== Segment start ==

Issue #433, opened 2020-04-29
Functions/events to make more responsive UIs


znepb:
### mouse_move (mouse_hover)
Basically, detects when the mouse is moved between CC pixels. Of course this would only work on advanced computers. What it returns would probably be similar to mouse_click. If the mouse were to move outside of the screen area, the event wouldn't be called until it goes inside the screen area again.

### term.getMousePosition()
This function would return the current mouse position on the screen. If it isn't within the screen's area, it would return nil.

## Why this would be useful
Currently, UIs are quite boring in CC. Adding these functions and events would give developers the opportunity to make better looking UIs.

dmarcuse:
This has come up quite a few times in the past - here's some of the common counterarguments for consideration.

- CC is not exactly fast, especially on larger servers - adding more events that are updated so frequently would just add to this
- How would it work with multiple players accessing a computer in multiplayer?
- How would CC programs detect the mouse exiting the screen or the interface being closed?

znepb:
To solve the second issue, the last person who clicked would send the mouse move events. The third issue, possibly a mouse_exit event?

SquidDev:
Having sat on this for a couple of months, I'm still not happy with this and so am going to close for now. It rather irks me - I can't place why I don't like the idea of it, it just _feels_ not CC enough, and I really don't want to do something I'll later end up regretting.

Lemmmy:
thank god for that

PR #434, opened 2020-04-30
Implement mouse_move event

Lemmmy:
This implements the first half of #433. I'm not actually interested in implementing `term.getMousePosition()` from that issue out of fear of issues with multiple players, and having to implement some kind of polling system for that. Such a feature may be better suited for the `window` API.

When the cursor is moved within the terminal on any client, a `mouse_move` event is issued with the `xPos` and `yPos` parameters (in characters, as usual). If the cursor moves from inside to outside the terminal's region, the position `-1, -1` is sent. This allows the program to deactivate any element that is currently hovered. [This program](https://pastebin.com/nvttbria) demonstrates that by turning the screen red (with throttle disabled):

mouse_move

To solve the issue with bandwidth, there is a config option for throttling, `mouse_move_throttle`. By default, this is 200ms, and is implemented as a leading-edge debounce. 200ms will be fine for servers, as I wouldn't recommend anyone build programs with a 'cursor' anyway (due to issues raised in #409). Instead, this is more useful for things like buttons. The feature can be disabled entirely by setting the throttle time in the config to `-1`.

It's worth noting that `mouse_drag` does not have a throttle, but those events are less likely to happen compared to `mouse_move` events. It's simple to copy the code to implement a drag throttle if needed, though.

Multiple players in a computer works no differently to `mouse_drag`, that is - the events are simply multiplexed with no distinction between players. I think this will be _fine_, given that the events are only sent if the mouse actually moves.

One more concern is throttle configuration. I've simply used the same configuration as everything else at the moment. In my understanding of Forge, mod configs are synchronised to the player when they connect, but I don't know if there's anything that stops the player from reconfiguring it client-side. It may be worth reviewing this.

I've tested this on all kinds of computers (Computer, Pocket Computer, Turtle, Neural Interface). Basic computers do not transmit mouse events at all, so this works perfectly.

# TO-DO
- [x] Fix multishell/window API support
- [ ] Update CCEmuX
- [ ] Port to 1.14+

# Thoughts
- I'm not 100% sure about sending -1, -1 as the position for the mouse being outside the terminal. Perhaps `nil, nil` would be better, but it could break programs that perform blanket handling of mouse events? The other solution is another event, e.g. `lose_focus`.
- The multishell code is **ugly**, as a result of not sending the additional argument with the mouse event. Perhaps it should be sent, but always as `nil` or `0`, just to be fully compatible with all the other mouse events?

# Thanks
- [znepb](https://github.com/znepb) for #433 
- [Anavrins](https://github.com/Anavrins) for the French translation
- [Abigail](https://github.com/plt-hokusai) for the Portuguese translation
- [Repflez](https://github.com/Repflez) for the Spanish translation
- [1lann](https://github.com/1lann) for the Chinese translation

### DIFF
--- a/src/main/java/dan200/computercraft/client/gui/widgets/WidgetTerminal.java
+++ b/src/main/java/dan200/computercraft/client/gui/widgets/WidgetTerminal.java
@@ -34,8 +34,6 @@ public class WidgetTerminal extends Widget
 
     private int m_lastMouseX = -1;
     private int m_lastMouseY = -1;
-    private long m_lastMouseMove = -1;
-    private boolean m_mouseMoved = false;
 
     private boolean m_focus = false;
     private boolean m_allowFocusLoss = true;
@@ -215,9 +213,10 @@ public class WidgetTerminal extends Widget
     public void handleMouseInput( int mouseX, int mouseY )
     {
         IComputer computer = m_computer.getComputer();
+        if ( computer == null || !computer.isColour() ) return;
+
         if( mouseX >= getXPosition() && mouseX < getXPosition() + getWidth() &&
-            mouseY >= getYPosition() && mouseY < getYPosition() + getHeight() &&
-            computer != null && computer.isColour() )
+            mouseY >= getYPosition() && mouseY < getYPosition() + getHeight() )
         {
             Terminal term = computer.getTerminal();
             if( term != null )
@@ -229,12 +228,12 @@ public class WidgetTerminal extends Widget
 
                 handleMouseClick( computer, charX, charY );
                 handleMouseWheel( computer, charX, charY );
-                handleMouseMove( charX, charY );
+                handleMouseMove( computer, charX, charY );
             }
         }
         else // The mouse has moved out of the terminal, send a -1, -1 mouse_move event
         {
-            handleMouseMove( -1, -1 );
+            handleMouseMove( computer, -1, -1 );
         }
     }
 
@@ -275,15 +274,16 @@ public class WidgetTerminal extends Widget
         }
     }
 
-    private void handleMouseMove( int charX, int charY )
+    private void handleMouseMove( IComputer computer, int charX, int charY )
     {
+        // Avoid sending mouse movement events if the cursor is under the same character.
+        // Note that clients can also use the mouseMoveThrottle config options to disable
+        // sending their mouse movements to a server entirely.
         if( ComputerCraft.mouseMoveThrottle >= 0 && (m_lastMouseX != charX || m_lastMouseY != charY) )
         {
-            // Simply update the last mouse move location, the work is delegated to the update handler,
-            // which will deal with throttling too!
+            computer.mouseMove( charX, charY );
             m_lastMouseX = charX;
             m_lastMouseY = charY;
-            m_mouseMoved = true;
         }
     }
 
@@ -348,22 +348,6 @@ public class WidgetTerminal extends Widget
             m_terminateTimer = 0.0f;
             m_rebootTimer = 0.0f;
             m_shutdownTimer = 0.0f;
-        }
-
-        // Handle mouse movement
-        if( m_mouseMoved && System.currentTimeMillis() - ComputerCraft.mouseMoveThrottle > m_lastMouseMove )
-        {
-            IComputer computer = m_computer.getComputer();
-            if( computer != null )
-            {
-                computer.mouseMove(
-                    m_lastMouseX == -1 ? -1 : m_lastMouseX + 1,
-                    m_lastMouseY == -1 ? -1 : m_lastMouseY + 1
-                );
-            }
-
-            m_mouseMoved = false;
-            m_lastMouseMove = System.currentTimeMillis();
         }
     }
 
--- a/src/main/java/dan200/computercraft/client/gui/widgets/WidgetTerminal.java
+++ b/src/main/java/dan200/computercraft/client/gui/widgets/WidgetTerminal.java
@@ -226,51 +226,38 @@ public class WidgetTerminal extends Widget
                 charX = Math.min( Math.max( charX, 0 ), term.getWidth() - 1 );
                 charY = Math.min( Math.max( charY, 0 ), term.getHeight() - 1 );
 
-                handleMouseClick( computer, charX, charY );
-                handleMouseWheel( computer, charX, charY );
+                if( m_lastClickButton >= 0 && !Mouse.isButtonDown( m_lastClickButton ) )
+                {
+                    if( m_focus ) computer.mouseUp( m_lastClickButton + 1, charX + 1, charY + 1 );
+                    m_lastClickButton = -1;
+                }
+
+                int wheelChange = Mouse.getEventDWheel();
+                if( m_focus )
+                {
+                    if( wheelChange < 0 )
+                    {
+                        computer.mouseScroll( 1, charX + 1, charY + 1 );
+                    }
+                    else if( wheelChange > 0 )
+                    {
+                        computer.mouseScroll( -1, charX + 1, charY + 1 );
+                    }
+
+                    if( m_lastClickButton >= 0 && (charX != m_lastClickX || charY != m_lastClickY) )
+                    {
+                        computer.mouseDrag( m_lastClickButton + 1, charX + 1, charY + 1 );
+                        m_lastClickX = charX;
+                        m_lastClickY = charY;
+                    }
+                }
+
                 handleMouseMove( computer, charX, charY );
             }
         }
         else // The mouse has moved out of the terminal, send a -1, -1 mouse_move event
         {
             handleMouseMove( computer, -1, -1 );
-        }
-    }
-
-    private void handleMouseClick( IComputer computer, int charX, int charY )
-    {
-        if( m_lastClickButton >= 0 && !Mouse.isButtonDown( m_lastClickButton ) )
-        {
-            if( m_focus ) computer.mouseUp( m_lastClickButton + 1, charX + 1, charY + 1 );
-            m_lastClickButton = -1;
-        }
-    }
-
-    private void handleMouseWheel( IComputer computer, int charX, int charY )
-    {
-        int wheelChange = Mouse.getEventDWheel();
-        if( wheelChange == 0 && m_lastClickButton == -1 )
-        {
-            return;
-        }
-
-        if( m_focus )
-        {
-            if( wheelChange < 0 )
-            {
-                computer.mouseScroll( 1, charX + 1, charY + 1 );
-            }
-            else if( wheelChange > 0 )
-            {
-                computer.mouseScroll( -1, charX + 1, charY + 1 );
-            }
-
-            if( m_lastClickButton >= 0 && (charX != m_lastClickX || charY != m_lastClickY) )
-            {
-                computer.mouseDrag( m_lastClickButton + 1, charX + 1, charY + 1 );
-                m_lastClickX = charX;
-                m_lastClickY = charY;
-            }
         }
     }
 
--- a/src/main/java/dan200/computercraft/client/gui/widgets/WidgetTerminal.java
+++ b/src/main/java/dan200/computercraft/client/gui/widgets/WidgetTerminal.java
@@ -5,6 +5,7 @@
  */
 package dan200.computercraft.client.gui.widgets;
 
+import dan200.computercraft.ComputerCraft;
 import dan200.computercraft.client.gui.FixedWidthFontRenderer;
 import dan200.computercraft.core.terminal.Terminal;
 import dan200.computercraft.shared.computer.core.IComputer;
@@ -30,6 +31,11 @@ public class WidgetTerminal extends Widget
     private int m_lastClickButton = -1;
     private int m_lastClickX = -1;
     private int m_lastClickY = -1;
+
+    private int m_lastMouseX = -1;
+    private int m_lastMouseY = -1;
+    private long m_lastMouseMove = -1;
+    private boolean m_mouseMoved = false;
 
     private boolean m_focus = false;
     private boolean m_allowFocusLoss = true;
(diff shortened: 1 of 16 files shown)


plt-hokusai:
If anyone really _wants_ a `getMousePos` it's easy enough to Do It Yourself™, in true CC fashion:

```lua
local last_x, last_y
function term.getMousePos()
  return last_x, last_y
end
parallel.waitForAny(function()
  -- your code
end, function()
  while true do
    local _, x, y = os.pullEvent('mouse_move')
    last_x, last_y = x, y
  end
end)
```

znepb:
Nice! Works like a charm. Thanks for implementing this. I made a test program with the build Lemmmy provided (here)[https://cdn.discordapp.com/attachments/530071845181849630/705220308881244170/cc-tweaked-1.12.2-SNAPSHOT-mousehover.jar]. Here's the link on pastebin: https://pastebin.com/lelkewh8

src/main/java/dan200/computercraft/client/gui/widgets/WidgetTerminal.java
```diff
@@ -221,37 +227,63 @@ public void handleMouseInput( int mouseX, int mouseY )
...
-                    m_lastClickButton = -1;
-                }
+                handleMouseClick( computer, charX, charY );
+                handleMouseWheel( computer, charX, charY );
+                handleMouseMove( charX, charY );
+            }
+        }
+        else // The mouse has moved out of the terminal, send a -1, -1 mouse_move event
+        {
+            handleMouseMove( -1, -1 );
```
plt-hokusai, line 237: Are we sure this is a good idea, instead of sending _no_ position (so that the code explodes with, say, `attempt to perform arithmetic on nil`) or a different event for losing focus entirely?

Lemmmy: My biggest concern with sending `nil` is backwards compatibility with programs that perform blanket handling of all mouse events, but `-1` could have a similar outcome.

Lemmmy:
If anyone wants to test it out, grab the latest artifact [here](https://github.com/SquidDev-CC/CC-Tweaked/suites/640824066/artifacts/5355119).

src/main/resources/assets/computercraft/lua/rom/help/events.txt
```diff
@@ -11,5 +11,6 @@ Events only on advanced computers:
 "mouse_drag" when a user moves the mouse when held. Arguments are button, xPos, yPos.
 "mouse_up" when a user releases the mouse button. Arguments are button, xPos, yPos.
 "mouse_scroll" when a user uses the scrollwheel on the mouse. Arguments are direction, xPos, yPos.
+"mouse_move" when a user moves the mouse within the terminal. Arguments xPos, yPos. xPos and yPos will be -1, -1 when the mouse is moved outside of the terminal.
```
SquidDev, line 14: Hahah, this is the first time these docs have been updated in a very long time :D:.

src/main/java/dan200/computercraft/client/gui/widgets/WidgetTerminal.java
SquidDev: I'd be inclined to send nil<sup>1</sup>, or have an entirely separate event. I don't know, both are gross. If someone's doing `event:find("^mouse_")` then we're already breaking their code due to missing the "button" argument.

Also, does this send the event every frame, or just the first one it moves outside?

1: Well, send 0 or -1, but convert it to `nil` on the server.

src/main/java/dan200/computercraft/client/gui/widgets/WidgetTerminal.java
```diff
@@ -317,6 +349,22 @@ public void update()
...
+            if( computer != null )
+            {
+                computer.mouseMove(
+                    m_lastMouseX == -1 ? -1 : m_lastMouseX + 1,
+                    m_lastMouseY == -1 ? -1 : m_lastMouseY + 1
+                );
+            }
+
+            m_mouseMoved = false;
+            m_lastMouseMove = System.currentTimeMillis();
```
SquidDev, line 366: I'd be inclined to put this processing on the server - inside `InputHandler` most likely. The packet is 3 bytes (plus discriminator) so the network traffic is not really my worry - event spam is more problematic.

One can probably drop the delay to something smaller - 50ms maybe? Goodness knows - try it out on SC and see what's tolerable.

Lemmmy: WRT the -1 event, I'm not sure if you saw my 'Thoughts' up the top, but what do you think about just making it compatible with the other events? So just always send `1` as the first (e.g. button) argument.

Lemmmy: > Also, does this send the event every frame, or just the first one it moves outside?

It just sends the first time it moves outside, as m_lastMouse[XY] get set to `-1`, and that value is remembered.

Lemmmy: > One can probably drop the delay to something smaller - 50ms maybe? Goodness knows - try it out on SC and see what's tolerable.

My concern isn't the mouse packets, it's screen redraws. That said, we can drop the default to 50 (0 also works, by the way), and just increase SwitchCraft as needed.

Lemmmy: > I'd be inclined to put this processing on the server - inside `InputHandler` most likely. The packet is 3 bytes (plus discriminator) so the network traffic is not really my worry - event spam is more problematic.

One small thing - not exactly sure how to fit it in InputHandler because it's an interface and we need a variable

Lemmmy:
That lint failure definitely wasn't me. I've made the requested changes:

- Mouse throttling has been moved to the server, specifically to the InputState class.
- The default mouse_move throttle time is now 50ms.
- When the cursor is moved outside of the terminal, or the container is closed, `nil` is now sent instead of `-1`.S
- Added an extra 'dummy' argument to ensure compatibility with programs performing blanket handling of mouse events.

With these changes, the effect is now `mouse_move 1 x y`, making it compatible with all the other mouse events. The `x` and `y` coordinates, however, are now `nil`, which is **not** compatible with the other mouse events entirely. For example, I had to add a special case to multishell's handler for the `y` position.

Side-note: I'm not sure the GitHub diff is showing up correctly. It looks like [this](https://i.lemmmy.pw/sCIN.png), but the file on my end looks like [this](https://i.lemmmy.pw/BSUD.png).

SquidDev:
Ahh, that lint failure is my fault. Looks like an illuaminate update caught some more stuff :).

src/main/resources/assets/computercraft/lua/rom/programs/advanced/multishell.lua
```diff
@@ -386,7 +386,12 @@ while #tProcesses > 0 do
             end
         elseif not (bShowMenu and y == 1) then
             -- Passthrough to current process
-            resumeProcess(nCurrentProcess, sEvent, p1, x, bShowMenu and y - 1 or y)
+            if x == nil or y == nil then -- Handle mouse_move nil events
+				resumeProcess(nCurrentProcess, sEvent, p1, nil, nil)
+            else
+				resumeProcess(nCurrentProcess, sEvent, p1, x, bShowMenu and y - 1 or y)
+			end
```
Lignum, line 393: Indent

src/main/java/dan200/computercraft/shared/computer/core/InputState.java
```diff
@@ -93,6 +99,44 @@ public void mouseScroll( int direction, int x, int y )
...
+            if( computer != null )
+            {
+                computer.mouseMove(
+                    lastMouseMoveX == -1 ? -1 : lastMouseMoveX + 1,
+                    lastMouseMoveY == -1 ? -1 : lastMouseMoveY + 1
+                );
+            }
+
+            mouseMoved = false;
+            lastMouseMove = System.currentTimeMillis();
```
SquidDev, line 136: Sorry, meant to mention this yesterday and entirely forgot:

We should probably use some monotonic clock here. We don't want people unable to move the mouse because their system clock changes! Either `System.nanoTime` or the current tick<sup>1</sup> would be fine.

1: Obviously then it depends on tps, but I can live with that.

src/main/java/dan200/computercraft/client/gui/widgets/WidgetTerminal.java
```diff
@@ -221,37 +226,64 @@ public void handleMouseInput( int mouseX, int mouseY )
...
-                        computer.mouseScroll( 1, charX + 1, charY + 1 );
-                    }
-                    else if( wheelChange > 0 )
-                    {
-                        computer.mouseScroll( -1, charX + 1, charY + 1 );
-                    }
+    private void handleMouseWheel( IComputer computer, int charX, int charY )
+    {
+        int wheelChange = Mouse.getEventDWheel();
+        if( wheelChange == 0 && m_lastClickButton == -1 )
```
SquidDev, line 252: Instead of moving these into separate functions, I'd keep it as is and just delete this if block. Yes, `handleMouseInput` will be an ugly behemoth, but it is already.

src/main/resources/assets/computercraft/lua/rom/help/events.txt
```diff
@@ -11,5 +11,6 @@ Events only on advanced computers:
 "mouse_drag" when a user moves the mouse when held. Arguments are button, xPos, yPos.
 "mouse_up" when a user releases the mouse button. Arguments are button, xPos, yPos.
 "mouse_scroll" when a user uses the scrollwheel on the mouse. Arguments are direction, xPos, yPos.
+"mouse_move" when a user moves the mouse within the terminal. Arguments xPos, yPos. xPos and yPos will be nil, nil when the mouse leaves the terminal.
```
SquidDev, line 14: This should probably mention the first argument is 1 now.

osmarks:
I've been asked to provide feedback on this. Personally I'm not really a fan - it seems as if it would spam computers with events and thus worsen performance, have problems with multiple simultaneous users (I think the suggestion was to send events from the last player who clicked, but that would be really unintuitive), and it doesn't seem to provide much value. Hover-based UIs could be very annoying to use. Also, it wouldn't translate neatly to monitors, so some programs would be unable to work on those.

Luca0208:
I'd agree on osmarks with the event spam, especially because most of the time the mouse_move events will just be ignored. I would suggest adding a function which enables/disables the mouse_move events, kind of like you need to use modem.open to receive modem_message events.

I'd put the function either in term or in os. If it is put in term, monitors could implement the method by just throwing an error informing the user, that mouse_move events don't work with monitors. Of course that would mean that there would be programs which work on computers, but crash when run on monitors, although this would only affect new programs, so I'm not sure how big of a problem that would be.

Lemmmy:
I totally agree with the event spam. As a server admin, this was my biggest concern, so I kept this in mind the entire time while implementing. What do you think about a toggle @SquidDev ?

For clarification, the events are throttled server-side and on default configuration won't be sent more than once per 50ms (this was originally 100-200 before Squid requested it to be lowered). On SwitchCraft, this will not be any less than 200ms, possibly higher. That means that no more than 5 mouse_move events will be sent per second. For comparison, mouse_drag events are sent more than once per tick.

The biggest concern with the event spam is people who have a loop like this:

```lua
while true do
  local event = os.pullEvent()
  -- ...
  redraw()  
end
```

This will result in significantly more unnecessary redraws. **However, I am not actually concerned about this** as an admin. This is why we have profilers (`/computercraft track`) and [analytics](https://analytics.switchcraft.pw/), and as @osmarks and @Luca0208 know, we are no stranger to telling people to fix their bad program design. If anything, this will make it easier to weed out bad programs.

Additionally, on SwitchCraft, most of the terminal drawing overhead actually comes from monitors that are updating at regular intervals 24/7. It's not really that common that a player is moving their mouse around in a terminal. If they're in the shell or `edit`, both hands are on the keyboard and the mouse is not moving. The mouse only ever moves if they are using a GUI, and it doesn't move as frequently as you think. And actually, in my testing, key events are more of an event spam problem (`key`, `key_up`, `char`) than `mouse_move`.

SquidDev:
Thanks to the joys of the aforementioned analytics, we can actually crunch the numbers!

Some statistics about events

This is a plot of the number of events computers process each second on SC (in the last hour).
 - Computers _on average_ process 1.4 events per second.
 - 95% of computers process 12 or less.
 - Some computers may process up to 100-150/s. Fun facts, as I'm writing this there's one computer handling [1k events in a second](https://user-images.githubusercontent.com/4346137/80970727-8a0f4200-8e13-11ea-9d85-739ace087598.png).

Given that most computers are not being interacted with, and events are being debounced/limited to 20/s (or 5/s on SC), I don't think the additional event spam is really something to be worried about.<sup>1</sup>

I think it's worth referring to #408, where we had a similar discussion about event spam. I think it's worth bearing in mind that CC is designed around an event system - if it can't handle a large number of them, it's doing something wrong.

Obviously this is something we'll monitor on SC, and this can be throttled/disabled if it becomes a problem.

---

As far as monitors go, while true I don't think it's a major issue. There's no counterpart for `mouse_up` or `mouse_scroll` events afterall.

1: As Lem says, a decent typing speed sends a lot of more events. There's 3 for every character!

dmarcuse:
As far as out-of-bounds events go, I think it'd make more sense to non-numeric values (i.e. `nil`) or even better, a separate event. This is a bit more consistent with existing input events (e.g. `mouse_up` and `key_up` are separate from `mouse_click` and `key`) and would make the API easier to understand and use IMO.

SquidDev:
Maybe `mouse_leave`? Possibly `mouse_exit`, but I think that's less clear.

It occurs to me we should probably fire that in `multishell`, when the cursor enters the menu bar at the top too.

znepb:
As with `mouse_leave`, I think if would be best if `term_focuslost` was implemented instead. This would solve the problem with programs checking for "mouse_" in the event string, as having `mouse_exit` would cause problems (fuzzy event checking, as said before).

SquidDev:
I'm incredibly unfussed about people doing `event:find("^mouse_")`. I don't think it's reasonable to worry about every possible broken thing people may be doing.

znepb:
> I'm incredibly unfussed about people doing `event:find("^mouse_")`. I don't think it's reasonable to worry about every possible broken thing people may be doing.

I used this in [zwm](https://github.com/znepb-cc/zwm), and when the `mouse_move` update was pushed to SC, it broke it. So I'm rewriting all the event forwarding 😛 

As with `term_focuslost`, this would break older programs that are no longer maintained. I'll try to find some examples of this that use fuzzy mouse searching (or whatever) and give some examples here. As for now, returning `nil, nil` works.

SquidDev:
The reality is that we can't ensure forwards compatibility for bad code. Obviously I don't want to break anything, but I also don't want to make things wildly inconsistent with the rest of CC for the sake of dealing with every eventuality.

SquidDev:
See my comments in #433. Sorry @Lemmmy!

== Segment end ==

- **TASK ITEM**: Beginning at the line above that contains "thank god for that", return each line exactly through the line that contains "This implements the", and no others.

- **TASK SOLUTION**:
thank god for that

PR #434, opened 2020-04-30
Implement mouse_move event

Lemmmy:
This implements the first half of #433. I'm not actually interested in implementing `term.getMousePosition()` from that issue out of fear of issues with multiple players, and having to implement some kind of polling system for that. Such a feature may be better suited for the `window` API.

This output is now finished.